Live album by Cameron Winter
- Released: October 9, 2026
- Recorded: December 11, 2025
- Venues: Carnegie Hall, New York City, US
- Genre: Folk
- Labels: Partisan; Play It Again Sam;

Cameron Winter chronology
| Heavy Metal (2024) | Live at Carnegie Hall (2026) |  |

= Live at Carnegie Hall (Cameron Winter album) =

2026 live album by Cameron Winter and movie by Paul Thomas Anderson

Live at Carnegie Hall is an upcoming live album by Cameron Winter. The album was recorded during Winter's December 11, 2025 concert at Carnegie Hall. The album is set to be released on October 9, 2026 by Partisan Records.

Nine songs on the album had previously been released on Winter's EP Singles and debut studio album Heavy Metal, both released in 2024.

== Music ==
NME described the performance as "piano-led versions" of songs from Heavy Metal, and Lindsay Zoladz of the New York Times said that "Carnegie performance's sparse piano arrangements of his wonderfully meandering folk songs will illuminate another side of his talent."

== Track listing ==
Track listing taken from vinyl release.

Live at Carnegie Hall track listing
| No. | Title | Length |
|---|---|---|
| 1. | "It All Fell in the River" | 4:30 |
| 2. | "Try As I May" | 5:35 |
| 3. | "Emperor XIII in Shades" | 4:18 |
| 4. | "The Rolling Stones" | 4:25 |
| 5. | "Love Takes Miles" | 4:13 |
| 6. | "Drinking Age" | 5:10 |
| 7. | "Cancer of the Skull" | 7:03 |
| 8. | "If You Turn Back Now" | 5:37 |
| 9. | "Nina + Field of Cops" | 6:37 |
| 10. | "$0" | 8:42 |
| 11. | "Take It With You" | 6:17 |
| 12. | "Vines" | 4:38 |
| Total length: |  | 66:55 |

== Concert film ==

A concert film directed by Paul Thomas Anderson, and co-produced by Benny Safdie, who also served as a camera operator during production, was filmed using a Panavision 35mm camera.

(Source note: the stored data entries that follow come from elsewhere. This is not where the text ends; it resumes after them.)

PR #3940, opened 2022-03-15
[TT-4869] Implement base of paths and operations

furkansenharputlu:
This PR implements `operationId` usage to match plugins for path and methods. See the example Tyk OAS doc:
```
{
  "components": {},
  "info": null,
  "openapi": "",
  "paths": {
    "/user": {
      "get": {
        "operationId": "userGET",
        "responses": null
      },
      "post": {
        "operationId": "userPOST",
        "responses": null
      }
    }
  },
  "x-tyk-api-gateway": {
    "info": {
      "name": "",
      "state": {
        "active": false
      }
    },
    "upstream": {
      "url": ""
    },
    "server": {
      "listenPath": {
        "value": ""
      }
    },
    "middleware": {
      "operations": {
        "userGET": {
          "allow": {
            "enabled": true
          }
        }
      }
    }
  }
}
```

### DIFF
--- a/apidef/oas/oas.go
+++ b/apidef/oas/oas.go
@@ -21,6 +21,7 @@ func (s *OAS) Fill(api apidef.APIDefinition) {
 	}
 
 	xTykAPIGateway.Fill(api)
+	s.fillPathsAndOperations(api.VersionData.Versions[""].ExtendedPaths)
 	s.fillSecurity(api)
 
 	if ShouldOmit(xTykAPIGateway) {
@@ -41,6 +42,16 @@ func (s *OAS) ExtractTo(api *apidef.APIDefinition) {
 
 	if s.GetTykExtension() != nil {
 		s.GetTykExtension().ExtractTo(api)
+	}
+
+	var ep apidef.ExtendedPathsSet
+	s.extractPathsAndOperations(&ep)
+
+	api.VersionData.Versions = map[string]apidef.VersionInfo{
+		"": {
+			UseExtendedPaths: true,
+			ExtendedPaths:    ep,
+		},
 	}
 }
 
@@ -188,4 +199,20 @@ func (s *OAS) getTykSecurityScheme(name string) interface{} {
 	}
 
 	return securitySchemes[name]
+}
+
+func (s *OAS) getTykMiddleware() (middleware *Middleware) {
+	if s.GetTykExtension() != nil {
+		middleware = s.GetTykExtension().Middleware
+	}
+
+	return
+}
+
+func (s *OAS) getTykOperations() (operations Operations) {
+	if s.getTykMiddleware() != nil {
+		operations = s.getTykMiddleware().Operations
+	}
+
+	return
 }
--- a/apidef/oas/oas.go
+++ b/apidef/oas/oas.go
@@ -8,6 +8,7 @@ import (
 )
 
 const ExtensionTykAPIGateway = "x-tyk-api-gateway"
+const Main = ""
 
 type OAS struct {
 	openapi3.T
@@ -21,7 +22,7 @@ func (s *OAS) Fill(api apidef.APIDefinition) {
 	}
 
 	xTykAPIGateway.Fill(api)
-	s.fillPathsAndOperations(api.VersionData.Versions[""].ExtendedPaths)
+	s.fillPathsAndOperations(api.VersionData.Versions[Main].ExtendedPaths)
 	s.fillSecurity(api)
 
 	if ShouldOmit(xTykAPIGateway) {
@@ -48,7 +49,7 @@ func (s *OAS) ExtractTo(api *apidef.APIDefinition) {
 	s.extractPathsAndOperations(&ep)
 
 	api.VersionData.Versions = map[string]apidef.VersionInfo{
-		"": {
+		Main: {
 			UseExtendedPaths: true,
 			ExtendedPaths:    ep,
 		},
--- a/apidef/oas/operation.go
+++ b/apidef/oas/operation.go
@@ -44,12 +44,14 @@ func (s *OAS) extractPathsAndOperations(ep *apidef.ExtendedPathsSet) {
 	}
 
 	for id, tykOp := range tykOperations {
+	found:
 		for path, pathItem := range s.Paths {
 			for method, operation := range pathItem.Operations() {
 				if id == operation.OperationID {
 					tykOp.extractAllowanceTo(ep, path, method, allow)
 					tykOp.extractAllowanceTo(ep, path, method, block)
 					tykOp.extractAllowanceTo(ep, path, method, ignoreAuthentication)
+					break found
 				}
 			}
 		}
--- a/apidef/oas/operation.go
+++ b/apidef/oas/operation.go
@@ -67,23 +67,11 @@ func (s *OAS) fillAllowance(endpointMetas []apidef.EndPointMeta, typ AllowanceTy
 
 		switch typ {
 		case block:
-			if operation.Block == nil {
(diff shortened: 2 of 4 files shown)


Tyk-ITS:
Branch used: refs/pull/3940/merge
Commit:  
[Execution page](https://github.com/TykTechnologies/tyk/actions/runs/1987128749)

Tyk-ITS:
Branch used: refs/pull/3940/merge
Commit: baf8d4888206fecd0afe237938203cf6d855017a 
[Execution page](https://github.com/TykTechnologies/tyk/actions/runs/1987131566)

apidef/oas/operation.go
```diff
@@ -0,0 +1,157 @@
...
+		}
+	}
+}
+
+func (s *OAS) fillAllowance(endpointMetas []apidef.EndPointMeta, typ AllowanceType) {
+	for _, em := range endpointMetas {
+		operationID := s.getOperationID(em.Path, em.Method)
+		operation := s.GetTykExtension().getOperation(operationID)
+
+		var allowance *Allowance
```
jeffy-mathew, line 64: don't we have to assign allowance to OAS object field?

furkansenharputlu: As it is a pointer we set it like this for example `allowance = operation.Block` and when you change it, `operation.Block` changes.

jeffy-mathew (approved):

apidef/oas/oas.go
```diff
@@ -21,6 +21,7 @@ func (s *OAS) Fill(api apidef.APIDefinition) {
 	}
 
 	xTykAPIGateway.Fill(api)
+	s.fillPathsAndOperations(api.VersionData.Versions[""].ExtendedPaths)
```
titpetric, line 24: Reading this bit of code, it isn't clear to me why "" was chosen and what value it represents. Can we do a constant for the keyname, so it becomes Versions[???]

apidef/oas/operation.go
```diff
@@ -0,0 +1,157 @@
...
+
+const (
+	allow                AllowanceType = 0
+	block                AllowanceType = 1
+	ignoreAuthentication AllowanceType = 2
+)
+
+type AllowanceType int
+
+func (s *OAS) fillPathsAndOperations(ep apidef.ExtendedPathsSet) {
```
titpetric, line 26: I'd rather do *apidef.ExtendedPathSet here so it's clear that it's fields are being modified within the functions (even if whitelist, blacklist and ignored fields are pointers)

apidef/oas/operation.go
```diff
@@ -0,0 +1,157 @@
...
+func (s *OAS) extractPathsAndOperations(ep *apidef.ExtendedPathsSet) {
+	tykOperations := s.getTykOperations()
+	if len(tykOperations) == 0 {
+		return
+	}
+
+	for id, tykOp := range tykOperations {
+		for path, pathItem := range s.Paths {
+			for method, operation := range pathItem.Operations() {
+				if id == operation.OperationID {
```
titpetric, line 49: Do we even need to loop over `tykOperations` or can we just do `tykOp, ok := tykOperations[operation.OperationID]` instead of `id == operation.OperationID`?

apidef/oas/operation.go
```diff
@@ -0,0 +1,157 @@
...
+			allowance = operation.IgnoreAuthentication
+		default:
+			if operation.Allow == nil {
+				operation.Allow = &Allowance{}
+			}
+
+			allowance = operation.Allow
+		}
+
+		allowance.Fill(em)
```
titpetric, line 87: A field value of `em` (apidef.EndPointMeta) is being modified, but not passed as a pointer value. Should it be 'fillAllowance' responsibility to populate .Block, .IgnoreAuthentication, .Allow? Or should we have something more like:

```go
switch typ {
case block:
    allowance = operation.Block.Fill(em)
case ignoreAuthentication:
    allowance = operation.IgnoreAuthentication.Fill(em)
...
```
Fill() would return *Allowance, and could work on a nil value for the receiver to create a new Allowance object as needed

apidef/oas/operation_test.go
```diff
@@ -0,0 +1,66 @@
...
+			Post: &openapi3.Operation{
+				OperationID: existingOperationId,
+			},
+		},
+	}
+	convertedOAS.SetTykExtension(&XTykAPIGateway{Middleware: &Middleware{Operations: Operations{}}})
+	convertedOAS.fillPathsAndOperations(ep)
+
+	assert.Equal(t, oas.getTykOperations(), convertedOAS.getTykOperations())
+
```
titpetric, line 53: I'd like to see a failing test case here, particularly a non-existant OperationID (e.g. what error is expected if i pass "xxx" which doesn't have a match in .Paths).

titpetric (changes requested):

apidef/oas/operation.go
furkansenharputlu: Actually, nothing is modified inside it

apidef/oas/operation_test.go
furkansenharputlu: I think it should be handled in the schema validation at the first place.

apidef/oas/oas.go
furkansenharputlu: correct.

Tyk-ITS:
Branch used: refs/pull/3940/merge
Commit: dc48b9a8ccb5d54ab71d686e0e9cccdd6aa98e83 
[Execution page](https://github.com/TykTechnologies/tyk/actions/runs/1993491897)

apidef/oas/operation.go
furkansenharputlu: The idea of putting `tykOperations` to top was because it is source of truth. Actually, I forgot to add break statements there to making this approach meaningful. I will append them so that way will make sense.

furkansenharputlu: The idea of putting `tykOperations` to top was because it is source of truth. Actually, I forgot to add break statement there to making this approach meaningful. I will append it so that way will make sense. Otherwise, `tykOperations[operation.OperationID]` causes unnecessary iterations.

furkansenharputlu: The idea of putting `tykOperations` to top was because it is source of truth. Actually, I forgot to add break statement there to making this approach meaningful. I will append it so that way will make sense. Otherwise, `tykOperations[operation.OperationID]` causes unnecessary iterations.

titpetric: If tykOperations is local to the function, we can also delete(tykOperations, operation.OperationID) - unless we particularly want to overwrite conflicts? Should we raise a warning in case of duplicated operationIDs? The code would be more efficient, if we optimize for uniqueness of operationIDs...

apidef/oas/operation_test.go
titpetric: There are still dark code paths we can follow here - duplicate operationIds for one, and we can test for that behavior (should the first operationId take effect, or the last one, or... what do the tests say). Currently the tests are only testing for the "success" case, but not for failure.

Tyk-ITS:
Branch used: refs/pull/3940/merge
Commit: a97c221d5fd29249996dadf711849a538620572d 
[Execution page](https://github.com/TykTechnologies/tyk/actions/runs/1998700140)

Tyk-ITS:
Branch used: refs/pull/3940/merge
Commit: 30a1c0dff69931280b9e9a95c2b01eb135cfcf57 
[Execution page](https://github.com/TykTechnologies/tyk/actions/runs/1998733483)

titpetric (approved):

Issue #3976, opened 2022-03-31
Request body handling can cause high memory usage


PatrickTaibel:
**Branch/Environment/Version**
- Branch/Version: master
- Environment: On-prem

**Describe the bug**
Tyk API Gateway reads any request body without limitation into memory. Without some kind of load balancer or proxy in front to limit the request body size this can easily lead to out of memory conditions with large incoming requests. Especially as it seems that the request body is duplicated in memory multiple times.

**Reproduction steps**

1. Add any API endpoint.
2. Do a POST request with either a large file as Multipart Upload or generate a request with a large body (e.g. 3 GB)

**Actual behavior**
Tyk API Gateway copies the full request body multiple times into memory. It not only stores the request body in full once but depending on the used middlewares multiple times. In my test setup I could easily exceed 32 GB of memory with a file upload of a 3 GB ISO.

**Expected behavior**
- There should be at least a configurable request body size limit available to restrict incoming requests and prevent out-of-memory situations (I will create a pull request for such a feature).
- In general, request body handling could be improved:
  - Is it really necessary to read the whole body first when handling a request? In case no middleware needs to read it, the body could be forwarded without fully reading it into memory.
  - Caching/Reusing the request body should work without duplicating the memory usage multiple times. At the moment the request body reader gets replaced by a re-readable reader. Every middleware that accesses the body (e.g. JavaScript middlewares) create a duplicate copy while reading which needs to be cleaned up by garbage collection later.

andyo-tyk:
Thank you for this suggestion and the PR.

Sorry for the delay reviewing the PR - we will pick this up again shortly.

andyo-tyk:
Hi,

I'm pleased to confirm we'll be including this functionality in the upcoming Tyk 5.1 release.

Thank you for your patience and support for Tyk!

PR #3978, opened 2022-03-31
[TT-5186] Add a global request body size limit

PatrickTaibel:
## Description
Adds a global request body size limit to the config. For incoming requests the Content-Length will be checked against the limit. If it's set, the limit enabled and the Content-Length exceeds the limit a status 413 (Request Entity Too Large) will be returned and the further handling aborted. Additionally, a `http.MaxBytesReader` is applied to the request body to force any reads to be limited to the global server limit (e.g. when the Content-Length is not set or manipulated).

## Related Issue
https://github.com/TykTechnologies/tyk/issues/3976

## Motivation and Context
Tyk API Gateway copies the whole request into memory at the beginning of the request handling. Large requests could fill up memory if they are not blocked. At the moment this would need to be done by an additional load balancer or proxy in front.

## How This Has Been Tested
As long as the limit is not enabled (which is the default case) there is no change in behavior. Therefore, no existing installations are affected by the change. In case it's enabled only requests larger then the configured limit are affected.

## Types of changes

## Checklist

  - [x] `go fmt -s`
  - [x] `go vet`

### DIFF
--- a/cli/linter/schema.json
+++ b/cli/linter/schema.json
@@ -607,6 +607,9 @@
           "items": {
             "type": "string"
           }
+        },
+        "max_request_body_size": {
+          "type": "integer"
         }
       }
     },
--- a/config/config.go
+++ b/config/config.go
@@ -406,6 +406,9 @@ type HttpServerOptionsConfig struct {
 
 	// Custom SSL ciphers. See list of ciphers here https://tyk.io/docs/basic-config-and-security/security/tls-and-ssl/#specify-tls-cipher-suites-for-tyk-gateway--tyk-dashboard
 	Ciphers []string `json:"ssl_ciphers"`
+
+	// Maximum accepted request body size in byte.
+	MaxRequestBodySize int64 `json:"max_request_body_size"`
 }
 
 type AuthOverrideConf struct {
--- a/gateway/proxy_muxer.go
+++ b/gateway/proxy_muxer.go
@@ -29,7 +29,8 @@ import (
 
 // handleWrapper's only purpose is to allow router to be dynamically replaced
 type handleWrapper struct {
-	router *mux.Router
+	router             *mux.Router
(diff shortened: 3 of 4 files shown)


buger:
Nice! 

Clean and simple! 

Would also want add simple test to cover it? 

The test can look like this (have not tested):

```go
func TestRequestBodyLimit(t *testing.T) {
	ts := StartTest(nil)
	defer ts.Close()

	globalConf := ts.Gw.GetConfig()
	globalConf. MaxRequestBodySize = 1
	ts.Gw.SetConfig(globalConf)

	ts.Gw.BuildAndLoadAPI(func(spec *APISpec) {
		spec.UseKeylessAccess = false
		spec.Auth.UseParam = true
	})

	_, _ = ts.Run(t, test.TestCase{
		Path: "/sample/", Method: "POST", Data: "test", Code: http.StatusRequestEntityTooLarge,
	})
}
```

PatrickTaibel:
I've added a small test for this. Thank you very much for the pretty much finished test snippet!
I've changed the way to set the config though. With your way it seems to not restart/reinitialize the http handler and won't reread the HttpServerOptions. Therefore, I've set the config function in the `StartTest` call for this.

titpetric:
@PatrickTaibel I'm noticing this is used as the base of the following PR: https://github.com/TykTechnologies/tyk/pull/3979 - can you please include those changes here, and close that PR?

PatrickTaibel:
@titpetric Those two PRs are independent of each other (and both branches are directly based on master). This one adds a global serverwide hard limit on the request body size. The other PR fixes enabling the request size limit middleware which is API specific.
In my opinion, those are two different things. But if it's easier to handle on your side, I can for sure combine both changes here.

titpetric:
My mistake, it seemed like a patch of this one. Will do housekeeping there too, thanks :)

The film will have its world premiere at the 2026 New York Film Festival on October 1, 2026. It will be theatrically released in North America on November 20 by Janus Films, all screenings of the movie will be projected on 35mm film. Streaming service Mubi plans to release the film worldwide excluding North America sometime in 2027.